:: Task inputs ::
++++
PR #614, opened 2018-10-11
Support relative map size

Pessimistress:
For #561 

### Change list
- Accept CSS strings for width/height props
- Add `onResize` callback to `StaticMap` and `InteractiveMap`

Tested DOM/map/overlay synchronization with the map control and deck.gl examples

@TrySound

### DIFF
--- a/src/components/static-map.js
+++ b/src/components/static-map.js
@@ -23,6 +23,7 @@ import PropTypes from 'prop-types';
 import {normalizeStyle} from '../utils/style-utils';
 
 import WebMercatorViewport from 'viewport-mercator-project';
+import AutoSizer from 'react-virtualized-auto-sizer';
 
 import Mapbox from '../mapbox/mapbox';
 import mapboxgl from '../utils/mapboxgl';
@@ -41,7 +42,21 @@ function noop() {}
 
 const UNAUTHORIZED_ERROR_CODE = 401;
 
+const CONTAINER_STYLE = {
+  position: 'absolute',
+  width: '100%',
+  height: '100%',
+  overflow: 'hidden'
+};
+
 const propTypes = Object.assign({}, Mapbox.propTypes, {
+  /** The dimensions of the map **/
+  width: PropTypes.oneOfType([PropTypes.number, PropTypes.string]),
+  height: PropTypes.oneOfType([PropTypes.number, PropTypes.string]),
+
+  /** Callback when map size changes **/
+  onResize: PropTypes.func,
+
   /** The Mapbox style. A string url or a MapboxGL style Immutable.Map object. */
   mapStyle: PropTypes.oneOfType([
     PropTypes.string,
@@ -63,7 +78,8 @@ const propTypes = Object.assign({}, Mapbox.propTypes, {
 const defaultProps = Object.assign({}, Mapbox.defaultProps, {
   mapStyle: 'mapbox://styles/mapbox/light-v8',
   preventStyleDiffing: false,
-  visible: true
+  visible: true,
+  onResize: noop
 });
 
 export default class StaticMap extends PureComponent {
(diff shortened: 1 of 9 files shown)


src/components/static-map.js
```diff
@@ -98,22 +118,8 @@ export default class StaticMap extends PureComponent {
...
-      width: this.props.width,
-      height: this.props.height
-    });
-  }
-
-  componentDidUpdate() {
-    // Since Mapbox's map.resize() reads size from DOM
-    // we must wait to read size until after render (i.e. here in "didUpdate")
-    this._updateMapSize(this.state, this.props);
+    this._updateMapProps(newProps);
```
TrySound: Can this be moved to `componentDidUpdate`?

src/components/static-map.js
```diff
@@ -192,51 +207,59 @@ export default class StaticMap extends PureComponent {
...
+          key: 'map-mapbox',
+          ref: this._mapboxMapLoaded,
+          style: mapStyle,
+          className
+        }),
+        createElement(AutoSizer, {
+          key: 'autosizer',
+          disableWidth: Number.isFinite(width),
+          disableHeight: Number.isFinite(height)
+        }, this._renderOverlays.bind(this)),
```
TrySound: I would do this in constructor or just use class properties.

Pessimistress: This is subtle... We need `AutoSizer` to rerender when either the props of `StaticMap` change or the container is resized. But it's a pure component. `bind` makes a new child every render pass and triggers that rerender.

src/mapbox/mapbox.js
```diff
@@ -250,6 +254,14 @@ export default class Mapbox {
 
     this._create(props);
 
+    // Hijack dimension properties
+    // This eliminates the timing issue between calling resize() and DOM update
+    const {container} = props;
+    container.__defineGetter__('offsetWidth', () => this.width);
+    container.__defineGetter__('clientWidth', () => this.width);
+    container.__defineGetter__('offsetHeight', () => this.height);
+    container.__defineGetter__('clientHeight', () => this.height);
```
schnerd: Clever. 

Would Object.defineProperty be better here? Sounds like defineGetter is deprecated.
https://developer.mozilla.org/en-US/docs/Web/JavaScript/Reference/Global_Objects/Object/__defineGetter__

test/src/components/map.spec.js
```diff
@@ -155,7 +155,8 @@ TEST_CASES.forEach(testCase => {
   });
 });
 
-test('Interactive map renders children on first render', t => {
+// children are no longer rendered on first pass due to auto sizer
+test.skip('Interactive map renders children on first render', t => {
```
schnerd: Might as well delete the test?

wafisher:
How can I have the component fill its space and _keep_ filling its space when resized? I could attach a function to `resize` but what would it do, set `height: '100%', width: '100%'` again, which wouldn't cause a re-render.

wafisher:
Just solved my issue. The problem was this code:

```
<ReactMapGL
  {...this.state.viewport}
  [...other props...]
/>
```

The `onViewportChange` would give real numbers (not "100%") for width and height, which would then set the component with those numbers, not CSS styles. I changed by keeping width/height out of viewport and setting explicitly on `ReactMapGL` component.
++++
:: Your instructions ::
Write the listing out again so that nothing in it differs from the original.

:: Final answer ::
PR #614, opened 2018-10-11
Support relative map size

Pessimistress:
For #561 

### Change list
- Accept CSS strings for width/height props
- Add `onResize` callback to `StaticMap` and `InteractiveMap`

Tested DOM/map/overlay synchronization with the map control and deck.gl examples

@TrySound

### DIFF
--- a/src/components/static-map.js
+++ b/src/components/static-map.js
@@ -23,6 +23,7 @@ import PropTypes from 'prop-types';
 import {normalizeStyle} from '../utils/style-utils';
 
 import WebMercatorViewport from 'viewport-mercator-project';
+import AutoSizer from 'react-virtualized-auto-sizer';
 
 import Mapbox from '../mapbox/mapbox';
 import mapboxgl from '../utils/mapboxgl';
@@ -41,7 +42,21 @@ function noop() {}
 
 const UNAUTHORIZED_ERROR_CODE = 401;
 
+const CONTAINER_STYLE = {
+  position: 'absolute',
+  width: '100%',
+  height: '100%',
+  overflow: 'hidden'
+};
+
 const propTypes = Object.assign({}, Mapbox.propTypes, {
+  /** The dimensions of the map **/
+  width: PropTypes.oneOfType([PropTypes.number, PropTypes.string]),
+  height: PropTypes.oneOfType([PropTypes.number, PropTypes.string]),
+
+  /** Callback when map size changes **/
+  onResize: PropTypes.func,
+
   /** The Mapbox style. A string url or a MapboxGL style Immutable.Map object. */
   mapStyle: PropTypes.oneOfType([
     PropTypes.string,
@@ -63,7 +78,8 @@ const propTypes = Object.assign({}, Mapbox.propTypes, {
 const defaultProps = Object.assign({}, Mapbox.defaultProps, {
   mapStyle: 'mapbox://styles/mapbox/light-v8',
   preventStyleDiffing: false,
-  visible: true
+  visible: true,
+  onResize: noop
 });
 
 export default class StaticMap extends PureComponent {
(diff shortened: 1 of 9 files shown)


src/components/static-map.js
```diff
@@ -98,22 +118,8 @@ export default class StaticMap extends PureComponent {
...
-      width: this.props.width,
-      height: this.props.height
-    });
-  }
-
-  componentDidUpdate() {
-    // Since Mapbox's map.resize() reads size from DOM
-    // we must wait to read size until after render (i.e. here in "didUpdate")
-    this._updateMapSize(this.state, this.props);
+    this._updateMapProps(newProps);
```
TrySound: Can this be moved to `componentDidUpdate`?

src/components/static-map.js
```diff
@@ -192,51 +207,59 @@ export default class StaticMap extends PureComponent {
...
+          key: 'map-mapbox',
+          ref: this._mapboxMapLoaded,
+          style: mapStyle,
+          className
+        }),
+        createElement(AutoSizer, {
+          key: 'autosizer',
+          disableWidth: Number.isFinite(width),
+          disableHeight: Number.isFinite(height)
+        }, this._renderOverlays.bind(this)),
```
TrySound: I would do this in constructor or just use class properties.

Pessimistress: This is subtle... We need `AutoSizer` to rerender when either the props of `StaticMap` change or the container is resized. But it's a pure component. `bind` makes a new child every render pass and triggers that rerender.

src/mapbox/mapbox.js
```diff
@@ -250,6 +254,14 @@ export default class Mapbox {
 
     this._create(props);
 
+    // Hijack dimension properties
+    // This eliminates the timing issue between calling resize() and DOM update
+    const {container} = props;
+    container.__defineGetter__('offsetWidth', () => this.width);
+    container.__defineGetter__('clientWidth', () => this.width);
+    container.__defineGetter__('offsetHeight', () => this.height);
+    container.__defineGetter__('clientHeight', () => this.height);
```
schnerd: Clever. 

Would Object.defineProperty be better here? Sounds like defineGetter is deprecated.
https://developer.mozilla.org/en-US/docs/Web/JavaScript/Reference/Global_Objects/Object/__defineGetter__

test/src/components/map.spec.js
```diff
@@ -155,7 +155,8 @@ TEST_CASES.forEach(testCase => {
   });
 });
 
-test('Interactive map renders children on first render', t => {
+// children are no longer rendered on first pass due to auto sizer
+test.skip('Interactive map renders children on first render', t => {
```
schnerd: Might as well delete the test?

wafisher:
How can I have the component fill its space and _keep_ filling its space when resized? I could attach a function to `resize` but what would it do, set `height: '100%', width: '100%'` again, which wouldn't cause a re-render.

wafisher:
Just solved my issue. The problem was this code:

```
<ReactMapGL
  {...this.state.viewport}
  [...other props...]
/>
```

The `onViewportChange` would give real numbers (not "100%") for width and height, which would then set the component with those numbers, not CSS styles. I changed by keeping width/height out of viewport and setting explicitly on `ReactMapGL` component.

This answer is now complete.